これはメロブラでもかなりドラマティックな作品ですね。

基本はブラストも交えつつ緩急付けたリズムに、メロウなトレモロリフや、やや粗くノイジー気味なリフを絡ませた典型的なブラックメタルのスタイルですが、泣きメロのギターソロ(パートによってはツインリードまである)を長めにフィーチャーしたり、チャーチオルガンとバンドサウンドの絡みがあったり、アルペジオがアトモスフェリックな空間を演出したり、展開にかなり工夫が見られ、衝動性よりも構築美やドラマ性を重視した仕上がりの音。

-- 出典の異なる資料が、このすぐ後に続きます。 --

PR #4366, opened 2016-08-04
Print Support

xfalcox:
As per https://meta.discourse.org/t/print-long-topic-to-pdf-redux-again/44639

Please review, and be kind :smile:


lib/topic_view.rb
```diff
@@ -37,14 +41,19 @@ def initialize(topic_id, user=nil, options={})
...
 
     options.each do |key, value|
       self.instance_variable_set("@#{key}".to_sym, value)
     end
 
     @page = 1 if (!@page || @page.zero?)
-    @chunk_size = options[:slow_platform] ? TopicView.slow_chunk_size : TopicView.chunk_size
+    @chunk_size = case
+                    when options[:slow_platform] then TopicView.slow_chunk_size
+                    when @print then 1000
```
ZogStriP: Shouldn't this be `when @print then TopicView.print_chunk_size`?

app/assets/javascripts/discourse/models/topic.js.es6
```diff
@@ -134,6 +134,10 @@ const Topic = RestModel.extend({
     return this.get('url') + (user ? '?u=' + user.get('username_lower') : '');
   }.property('url'),
 
+  printUrl: function(){
+    return this.get('url') + '/print';
+  }.property('url'),
```
tgxworld: We're prefer to use `@computed('url')` :)

app/assets/javascripts/discourse/views/topic-footer-main-buttons.js.es6
```diff
@@ -7,6 +7,7 @@ export default ContainerView.extend({
   @on('init')
   createButtons() {
     const mobileView = this.site.mobileView;
+    const { siteSettings } = this;
```
tgxworld: Not sure if this variable is needed right now since we're only fetching from siteSettings in a single place.

lib/topic_view.rb
```diff
@@ -5,13 +5,17 @@
...
 
-  attr_reader :topic, :posts, :guardian, :filtered_posts, :chunk_size
+  attr_reader :topic, :posts, :guardian, :filtered_posts, :chunk_size, :print
   attr_accessor :draft, :draft_key, :draft_sequence, :user_custom_fields, :post_custom_fields
 
   def self.slow_chunk_size
     10
   end
 
+  def self.print_chunk_size
```
tgxworld: This and the surround methods should be a constant IMO.

tgxworld:
Tests? :stuck_out_tongue_closed_eyes: k_out_tongue:

app/controllers/topics_controller.rb
```diff
@@ -58,8 +59,18 @@ def show
     username_filters = opts[:username_filters]
 
     opts[:slow_platform] = true if slow_platform?
+    opts[:print] = true if params[:print].present?
     opts[:username_filters] = username_filters.split(',') if username_filters.is_a?(String)
 
+    if opts[:print]
+      raise Discourse::InvalidAccess unless SiteSetting.allow_print_page
+      begin
+        RateLimiter.new(current_user, "print-topic-per-hour", 10, 1.hour).performed! unless current_user.admin?
```
tgxworld: Hmm 10 prints per hour should probably be a site setting?

tgxworld: `current_user.admin?` should be `@guardian.is_admin?`

xfalcox: What about replacing the enable site setting by a numeric one and 0 = disabled?

tgxworld: Ah I meant a site setting for the rate limit haha

xfalcox: Exactly this! A site setting for rate limit (max prints per hour, default 0) and if max == 0 it disables the feature and removes the button.

xfalcox:
Please review again :smile:

app/controllers/topics_controller.rb
```diff
@@ -58,8 +59,18 @@ def show
     username_filters = opts[:username_filters]
 
     opts[:slow_platform] = true if slow_platform?
+    opts[:print] = true if params[:print].present?
     opts[:username_filters] = username_filters.split(',') if username_filters.is_a?(String)
 
+    if opts[:print]
+      raise Discourse::InvalidAccess unless SiteSetting.max_prints_per_hour_per_user > 0
+      begin
+        RateLimiter.new(current_user, "print-topic-per-hour", 10, 1.hour).performed! unless @guardian.is_admin?
```
tgxworld: I think 10  needs to be replaced by `max_prints_per_hour_per_user`?

config/site_settings.yml
```diff
@@ -885,6 +885,9 @@ rate_limits:
     client: true
     shadowed_by_global: true
     default: 0
+  max_prints_per_hour_per_user:
+    default: 0
```
tgxworld: Hmm not sure if this is a good default because it'll raise `Discourse::InvalidAccess`

lib/topic_view.rb
```diff
@@ -113,22 +122,26 @@ def next_page
...
+    "#{Discourse.base_url}#{relative_url}"
   end
 
   def relative_url
-    @topic.relative_url
+    if !@print
+      @topic.relative_url
+    else
+      @topic.relative_url + '/print'
+    end
```
tgxworld: `"#{@topic_relative_url}#{@print ? '/print' : ''}"`? xD

spec/controllers/application_controller_spec.rb
```diff
@@ -84,6 +84,28 @@ def set_accept_language(locale)
 
   end
 
+  describe "print" do
+    render_views
+
+    context "when the SiteSetting is enabled" do
+      before do
+        SiteSetting.stubs(:max_prints_per_hour_per_user).returns(10)
```
tgxworld: You can set the site settings directly without having to stub :)

spec/controllers/topics_controller_spec.rb
```diff
@@ -738,6 +738,22 @@ def topics_controller_show_gen_perm_tests(expected, ctx)
...
+      user = Fabricate(:user)
+      get :show, topic_id: topic.id, slug: topic.slug, print: true
+
+      expect(response).to be_forbidden
+    end
+
+    it 'renders the print view when enabled' do
+      SiteSetting.max_prints_per_hour_per_user = 10
+
+      user = Fabricate(:user)
```
tgxworld: You can probably extract this to `let(:user) { Fabricate(:user) }` so that it can be shared between both tests.

spec/controllers/application_controller_spec.rb
```diff
@@ -84,6 +84,28 @@ def set_accept_language(locale)
...
+      end
+
+      it "uses the application layout when there's no param" do
+        get :show, topic_id: topic.id, slug: topic.slug
+        expect(response).to render_template(layout: 'application')
```
tgxworld: `render_template` is still supported by RSpec but deprecated in Rails 5 though. The recommended way is to write an integration test and just assert against the response's body directly.

coding-horror:
So,the final state is, printing is a keyboard shortcut exclusively? Maybe we should just go with that

xfalcox:
Rebased and good to go!

PR #4370, opened 2016-08-06
FEATURE: Allow keyboard shortcuts for topic list to start from last viewed topic

cpradio:
Relevant Discussion
https://meta.discourse.org/t/keyboard-navigation-shortcuts-dont-remember-topic-list-position-on-return/48138?u=cpradio

### DIFF
--- a/app/assets/javascripts/discourse/components/topic-list-item.js.es6
+++ b/app/assets/javascripts/discourse/components/topic-list-item.js.es6
@@ -113,11 +113,12 @@ export default Ember.Component.extend(StringBuffer, {
     }
   },
 
-  highlight() {
+  highlight(isLastViewedTopic = false) {
     const $topic = this.$();
     const originalCol = $topic.css('backgroundColor');
     $topic
       .addClass('highlighted')
+      .attr('data-islastviewedtopic', isLastViewedTopic)
       .stop()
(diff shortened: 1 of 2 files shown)


app/assets/javascripts/discourse/components/topic-list-item.js.es6
```diff
@@ -128,7 +129,7 @@ export default Ember.Component.extend(StringBuffer, {
     // highlight the last topic viewed
     if (this.session.get('lastTopicIdViewed') === this.get('topic.id')) {
       this.session.set('lastTopicIdViewed', null);
-      this.highlight();
+      this.highlight(true);
```
eviltrout: I've grown to dislike booleans like this as parameters. Without looking at the signature it's not obvious what the `true` is for.

I think it would be better to add an opts object like:

`this.highlight({ isLastViewedTopic: true });`

(as an aside, if the function was like `setGreen(true)` I'd have no problem with it. It's obvious it means that it's `green` in that case!)

cpradio:
Ah, good idea. I'll use the opts approach. :)

cpradio:
Using opts now added :)

eviltrout:
Thanks, got it!

PR #4371, opened 2016-08-07
FEATURE: ping for testing webhooks

fantasticfears:


app/controllers/admin/web_hooks_controller.rb
```diff
@@ -92,6 +92,38 @@ def redeliver_event
...
+      'Host' => uri.host,
+      'User-Agent' => "Discourse/" + Discourse::VERSION::STRING,
+      'X-Discourse-Event-Id' => 'null',
+      'X-Discourse-Event-Type' => 'ping'
+    }
+
+    if @web_hook.secret.present?
+      headers['X-Discourse-Event-Signature'] = "sha256=" + OpenSSL::HMAC.hexdigest("sha256", @web_hook.secret, body)
+    end
+    conn.post(headers: headers, body: body)
```
tgxworld: Hmm it doesn't seem like we are checking the response to see if the ping fails?

app/assets/javascripts/admin/controllers/admin-web-hooks-show-events.js.es6
```diff
@@ -1,7 +1,19 @@
...
+import { popupAjaxError } from 'discourse/lib/ajax-error';
+
 export default Ember.Controller.extend({
   actions: {
     loadMore() {
       this.get('model').loadMore();
+    },
+
+    ping() {
+      return bootbox.confirm(I18n.t('admin.web_hooks.events.ping_instruction'), I18n.t('no_value'), I18n.t('yes_value'), result => {
```
tgxworld: A ping event is pretty safe so I don't think we need to ask for confirmation.

tgxworld:
Aside from some minor comments. This PR looks really good to me

app/controllers/admin/web_hooks_controller.rb
fantasticfears: Nope, it should be used to test whether the configuration/network is functional.

tgxworld: If it isn't functional.. How will they know whether it is their configuration or a bug in the code?

fantasticfears: Fixed 👍

PR #4372, opened 2016-08-07
FEATURE: Add PluginApi#addTopicStatusIcon

caugner:
Note: This is a follow-up of PR #4262.

**Rationale**: A Discourse plugin may add additional state to topics. In order to visualize this additional state with an icon, there needs to be a way for the plugin to make Discourse render an additional status icon for a given topic. This should be achievable programmatically through the plugins API.

**Example**: The plugin [discourse-solved](https://github.com/discourse/discourse-solved) adds the notion of a topic having a solution (or not), which is symbolized by a check icon.

### DIFF
--- a/app/assets/javascripts/discourse/lib/plugin-api.js.es6
+++ b/app/assets/javascripts/discourse/lib/plugin-api.js.es6
@@ -12,6 +12,7 @@ import { h } from 'virtual-dom';
 import { addFlagProperty } from 'discourse/components/site-header';
 import { addPopupMenuOptionsCallback } from 'discourse/controllers/composer';
 import { emojiUrlFor } from 'discourse/lib/text';
+import { escapeExpression } from 'discourse/lib/utilities';
 
 class PluginApi {
   constructor(version, container) {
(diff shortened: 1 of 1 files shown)


eviltrout:
I like this!

Two things though:

- This seems to share a fair bit of code with `addPosterIcon` - is there any way it could be made more DRY? Perhaps a shared function to do the bulk of the work that is the same.

- We'll need to bump the plugin api version too as this function is new. You can do this by changing `0.5` to `0.6` in `getPluginApi` and having your plugin use `0.6`.

caugner:
> This seems to share a fair bit of code with addPosterIcon - is there any way it could be made more DRY? Perhaps a shared function to do the bulk of the work that is the same.

Yes, this would be possible, if we also support `titleKey` for in `addPosterIcon`.
Where should that shared function be, maybe in `discourse/lib/utilities`?

> We'll need to bump the plugin api version too as this function is new. You can do this by changing 0.5 to 0.6 in getPluginApi and having your plugin use 0.6.

How exactly does this work out for existing plugins: Will all of these need to adopt the new api version? If not, will there be warnings or what's the consequence of using a different api version than the one present in a Discourse instance?

eviltrout:
> Yes, this would be possible, if we also support titleKey for in addPosterIcon.
> Where should that shared function be, maybe in discourse/lib/utilities?

I would just put the function in the plugin-api file for now, since it's only called from in there. No need to prematurely export it anywhere else.

> How exactly does this work out for existing plugins: Will all of these need to adopt the new api > version? If not, will there be warnings or what's the consequence of using a different api 
> version than the one present in a Discourse instance?

The version check in `plugin-api` is a `<=` so if you make it `0.6` it'll return the same object that was used before. This is what we do when adding versions, as people who code for `0.6` will be guaranteed to get a version of the object with the method.  Nobody who is coding against lower versions will have to change anything.

I'm not sure about the vagrant download issue but hopefully someone will reply.

SamSaffron:
@eviltrout  will leave this to you, perhaps just hack it in yourself to taste?

eviltrout:
I think I'll close it, since it's unfinished, hasn't been updated since August and nobody is clamouring for it. Feel free to reopen @caugner if you have time to address the issues, thanks!

PR #4377, opened 2016-08-09
FEATURE: warn localhost for webhooks

fantasticfears:


tgxworld:
Hmm I'm not sure if I understand the motivation for this. If the user is entering a URL that is local, aren't they intentionally doing it? :smile: The PR looks good to me though :+1:

fantasticfears:
@tgxworld I updated the PR. It will also check whether it points to the same instance. PR is simply a precaution

app/assets/javascripts/admin/controllers/admin-web-hooks-show.js.es6
```diff
@@ -80,12 +80,24 @@ export default Ember.Controller.extend({
...
-        this.get('controllers.adminWebHooks').get('model').addObject(model);
-      }).catch(popupAjaxError);
+      const saveWebHook = () => {
+        return model.save().then(() => {
+          this.set('saved', true);
+          this.get('controllers.adminWebHooks').get('model').addObject(model);
+        }).catch(popupAjaxError);
+      };
+
+      if (url.indexOf('localhost') !== -1 || url.match(/192\.168\.\d+\.\d+/) || url.match(/127\.\d+\.\d+\.\d+/) || url === Discourse.BaseUrl) {
```
tgxworld: hmm I'm not getting this. The URL can be anything. Why does it have to be `===` to `Discourse.BaseUrl`?

fantasticfears: I believe `Discourse.BaseUrl` is the domain name even for multisite, isn't it?

tgxworld: Correct. But a webhook can be posted to any URL right? I think I might be missing something here :sweat_smile:

fantasticfears: > But a webhook can be posted to any URL right?

Yep, but it doesn't matter. I already extract the domain from the url...Probably the name `url` confuses you?

tgxworld: hmmm if the domain is extracted from the url, why will `localhost` or the `IP`s be checked for here?

Can you post some examples of the URLs being checked here? I'm working on smth now so I'll be hard for me to pull down the branch and check

fantasticfears: Sure. The check is all the way before validation so the url is starting with scheme. `extractDomainFromUrl` is the helper. It gets rid of path, scheme and port.

It yields:

- `https://meta.discourse.org:90/random` -> `meta.discourse.org`: domain name
- `http://192.168.0.1:80/random` -> `192.168.0.1`
- `http://localhost:21/` -> `localhost`

Then I performed `===` for both possible local url.

PR #4379, opened 2016-08-09
FIX: Disable pasting hack for Firefox 50+

caugner:
**Background**:
There has been an image pasting hack in Discourse to allow pasting images in Firefox which did not implement the Clipboard API so far. As mentioned on [Meta](https://meta.discourse.org/t/firefox-50-makes-image-pasting-hack-superfluous/48017/3), FF 50 and later now [implement this](https://bugzilla.mozilla.org/show_bug.cgi?id=906420) though.

**Impact**:
This change in Firefox renders the workaround obsolete and more precisely requires it to be disabled for these versions. Otherwise pasted images are uploaded and inserted twice (*).

**Solution**:
Extend the existing version constraint to only enable the workaround in FF versions prior to 50.

(*) Note: There is currently still a bug in the FF 50 Clipboard API implementation which causes pasted images to be uploaded twice (one PNG and one JPEG) or three times respectively (with the pasting hack enabled), but [a fix for this is on the way](https://bugzilla.mozilla.org/show_bug.cgi?id=1290688) and disabling the pasting hack is necessary in either case.

### DIFF
--- a/app/assets/javascripts/discourse/components/composer-editor.js.es6
+++ b/app/assets/javascripts/discourse/components/composer-editor.js.es6
@@ -296,7 +296,13 @@ export default Ember.Component.extend({
   // Believe it or not pasting an image in Firefox doesn't work without this code
   _firefoxPastingHack() {
     const uaMatch = navigator.userAgent.match(/Firefox\/(\d+)\.\d/);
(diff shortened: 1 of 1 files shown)


coding-horror:
:+1: very nice, thank you!

eviltrout:
Thanks!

音圧、フレーズの聴き取りやすさなど、音質面でも申し分なしで、純粋にメタルとして非常にクオリティの高い音と言えるかと。何気に刻みを利用して厚みを出すパートもかっこよかったり。トレモロなどに見られるメロディの美しさはフランス産のバンドらしさを醸し出してますが、リフのザリザリした、氷の礫が吹き付けるような感触はジャーマンブラックに通じるものがあると思う。これらの要素が上手く絡み合って、メロブラの中でも「耳に残る」音になっているように思います。

メタルとしてのクオリティの高さ、構築美を重視した曲作りから、アングライズムやカルトな空気感は感じられませんが、純粋に質の高い暗黒音楽としてはかなりお勧めできる逸品。マニアックでないブラックもそれはそれで素晴らしいですよ。